[Opening TASK INPUTS section]

PR #1578, opened 2026-08-24
fix(p2p): recover transient marker writes

### LINKED ISSUE #1538: p2p: durably recover committed head-marker registration failures
## Context

Follow-up from #1502.

The sender-demotion path registers a presence/dirty marker before admitting a head hint. If marker registration fails after the local document commit is already durable, the failure is observable through an error and the `head_hints_failed_local` counter, but there is no durable retry obligation when the marker itself was not written.

That leaves a narrow window in which a committed head may never be announced to an otherwise healthy replicator.

## Required behavior

- Preserve fail-closed, bounded sender behavior.
- Ensure a transient marker-write failure for an already-committed head becomes durably recoverable.
- Do not restore payload/CID-valued delivery ledgers or add an unbounded in-process retry loop.
- Retain marker-plus-rederive semantics: recovery must re-read current document/collection heads.
- Expose bounded retry exhaustion/terminal disposition through existing structured status and tracing.

## Acceptance

- Inject a transient marker-store failure after a successful local commit.
- Show that the current head is eventually represented by a durable scope marker and scheduled on `/rep/retry/id/{peer}`.
- Show restart preserves the obligation.
- Show repeated failures terminate observably without queue growth.
- Cover both document and collection scopes where applicable.

iverc:
## Context

A committed document or collection head can encounter a transient storage failure while registering its required presence marker. Previously, one failed write left no durable retry schedule even when the store recovered immediately afterward.

Closes #1538.

## Changes

- retry transaction conflicts and transient I/O or backend failures within the existing four-attempt bound
- keep recovery inside the idempotent presence-only marker transaction, without adding a payload/CID ledger or background queue
- briefly pace native storage retries while keeping WASM attempts bounded and dependency-free
- report terminal exhaustion through the existing retry telemetry, tracing, and returned storage error
- cover document and collection markers, persistence through a fresh peerstore handle, and bounded exhaustion

## Testing

- [x] `cargo test -p storage`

[Closing TASK INPUTS section]

▸ DIRECTIONS:
Would you transcribe, unchanged, every line of the material from the one containing "- Retain marker-plus-rederive" to the very end, including both, and nothing else?

▸ ANSWER BOX:
- Retain marker-plus-rederive semantics: recovery must re-read current document/collection heads.
- Expose bounded retry exhaustion/terminal disposition through existing structured status and tracing.

## Acceptance

- Inject a transient marker-store failure after a successful local commit.
- Show that the current head is eventually represented by a durable scope marker and scheduled on `/rep/retry/id/{peer}`.
- Show restart preserves the obligation.
- Show repeated failures terminate observably without queue growth.
- Cover both document and collection scopes where applicable.

iverc:
## Context

A committed document or collection head can encounter a transient storage failure while registering its required presence marker. Previously, one failed write left no durable retry schedule even when the store recovered immediately afterward.

Closes #1538.

## Changes

- retry transaction conflicts and transient I/O or backend failures within the existing four-attempt bound
- keep recovery inside the idempotent presence-only marker transaction, without adding a payload/CID ledger or background queue
- briefly pace native storage retries while keeping WASM attempts bounded and dependency-free
- report terminal exhaustion through the existing retry telemetry, tracing, and returned storage error
- cover document and collection markers, persistence through a fresh peerstore handle, and bounded exhaustion

## Testing

- [x] `cargo test -p storage`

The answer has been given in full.